Residents inspect the damage to a building in Gaza City, May 4, 2019. (AP/Adel Hana)

The United States said in a statement it backed Israel’s right to self-defense.

“The United States strongly condemns the ongoing barrage of rocket attacks by Hamas and Palestinian Islamic Jihad from Gaza upon innocent civilians and their communities across Israel. We call on those responsible for the violence to cease this aggression immediately,” State Department spokeswoman Morgan Ortagus said in a statement.

The European Union’s ambassador to Israel, Emanuele Giaufret, sharply criticized the rocket attacks on Twitter, saying “firing indiscriminately against civilians (is) unacceptable.”

COGAT, the Israeli defense body responsible for Palestinian civilian affairs, also said it was closing the fishing zone off Gaza’s coast altogether and sealing Israel’s two land crossings — Kerem Shalom and Erez — with the coastal enclave.

The crossings are used by Palestinian medical patients to enter and exit the territory, and provide the main entry for cargo into the blockaded territory.

Diesel fuel and gasoline were allowed into Gaza through Kerem Shalom on Sunday despite the closure in order to “prevent the civilian-humanitarian deterioration of the Strip,” an Israeli official said, speaking on condition of anonymity.

The military wing of the Gaza-based Islamic Jihad terror group releases video threatening rocket attacks on the nuclear reactor in Dimona and other sensitive sites in Israel, May 4 2019 (Screen grab)

Hamas in a statement said it was “prepared to respond to Israel’s crimes” and vowed to stop it from “spilling the blood of our people.” Islamic Jihad threatened to disrupt the upcoming Eurovision Song Contest, due to take place in Tel Aviv May 14-18, as well as issuing a videothreatening the Dimona nuclear facility, Ben Gurion Airport and other sensitive sites in Israel.

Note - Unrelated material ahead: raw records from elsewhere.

PR #304, opened 2022-09-15
Fix replicas status reported in Mattermost CR

Szymongib:
#### Summary

Checking ready replicas in Mattermost Operator is not working as intended as it considers old pods that were not yet terminated as `UpdatedReplicas` if the changes to manifest were something else than the Mattermost version. This causes the Operator to improperly report the `ready` state as it relies on `UpdatedReplicas` in the status.

For this check, we do not need to check all pods one by one but rather we can rely on the status of ReplicaSet which already provides this information.

Old `CheckPodsRollOut` is left out only for the purpose of not changing the migration logic that depends on it. After it is removed it can be cleaned up as well.

Additionally, this fixes a small issue that Mattermost CR might have not been set to a `reconciling` state if the initial update failed and the update job has already started.

#### Release Note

The UN’s Mideast envoy, Nickolay Mladenov, said the United Nations was working with Egypt to restore calm and called on all sides to “de-escalate” and restore recent understandings.

“Those who seek to destroy them will bear responsibility for a conflict that will have grave consequences for all,” he said in a statement.

Palestinianss clash with Israeli troops during protests at the Israel-Gaza border, on May 3, 2019 (Hassan Jedi/Flash90)

Following heavy fighting in early April, Israel agreed to ease its blockade on Gaza in exchange for a halt to rocket fire. This included expanding a fishing zone off Gaza’s coast, increasing imports into Gaza and allowing the Gulf state of Qatar to deliver aid to cash-strapped Gaza.

That agreement appeared to be under stress in recent days, with Palestinians launching arson balloons and rockets into Israel and Israeli warplanes striking Hamas targets. Hamas has said the incendiary balloons were a message to Israel not to hold up the transfer of millions of dollars in Qatari aid funds to the cash-strapped Hamas government in Gaza.

Minister Tzachi Hanegbi blamed the delay on Qatar and the United Nations.

On Thursday, a Hamas delegation led by the group’s Gaza chief Yahya Sinwar traveled to Cairo for talks with Egyptian officials on a truce with Israel, Hamas officials said.

Israel and Egypt have maintained a crippling blockade on Gaza since Hamas, which seeks to destroy Israel, seized control of the territory in 2007. Jerusalem says it is necessary to prevent terror groups from rearming and becoming an even greater menace.

The sides are bitter enemies and have fought three wars along with numerous smaller flareups of violence.